▶ Records shown
________________________
PR #952, opened 2025-11-10
Rename tpbase package to libc, update hooks and calls accordingly

dalehamel:
Per feedback from @fabled on https://github.com/open-telemetry/opentelemetry-ebpf-profiler/pull/929:

> If not too much work, could the mechanical conversion from TSD -> libc on the hook/struct be done a separate PR first? And then add the new functionality along with the missing tests in a next PR? I think the mechanical work should be trivial to get reviewed and merged first.

This should not contain any functionality changes, it is just renaming `tpbase` package to more generically be `libc`, and the existing `TSDInfo` struct is nested within a more generic `LibcInfo` struct as a field. Existing hooks referring to TSDInfo also now more generically refer to LibcInfo.

This is to prepare for adding DTV info to the LibcInfo struct, and potentially other libc specific data in the future.

### DIFF
--- a/processmanager/execinfomanager/manager.go
+++ b/processmanager/execinfomanager/manager.go
@@ -24,6 +24,7 @@ import (
 	"go.opentelemetry.io/ebpf-profiler/interpreter/php"
 	"go.opentelemetry.io/ebpf-profiler/interpreter/python"
 	"go.opentelemetry.io/ebpf-profiler/interpreter/ruby"
+	"go.opentelemetry.io/ebpf-profiler/libc"
 	"go.opentelemetry.io/ebpf-profiler/libpf"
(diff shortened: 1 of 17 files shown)


processmanager/execinfomanager/manager.go
```diff
@@ -198,9 +198,9 @@ func (mgr *ExecutableInfoManager) AddOrIncRef(fileID host.FileID,
 	}
 
 	// Also gather TSD info if applicable.
-	if tpbase.IsPotentialTSDDSO(elfRef.FileName()) {
+	if libc.IsPotentialTSDDSO(elfRef.FileName()) {
```
dalehamel, line 201: This function is now a bit awkwardly named, but it can potentially match libpthread, so changing constitutes an actual change to the logic. For now, i'm leaving it as-is.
________________________
▶ Instructions for the task
Pull out each line of the records holding the string "profiler".

▶ Written solution
Per feedback from @fabled on https://github.com/open-telemetry/opentelemetry-ebpf-profiler/pull/929:
 	"go.opentelemetry.io/ebpf-profiler/interpreter/php"
 	"go.opentelemetry.io/ebpf-profiler/interpreter/python"
 	"go.opentelemetry.io/ebpf-profiler/interpreter/ruby"
+	"go.opentelemetry.io/ebpf-profiler/libc"
 	"go.opentelemetry.io/ebpf-profiler/libpf"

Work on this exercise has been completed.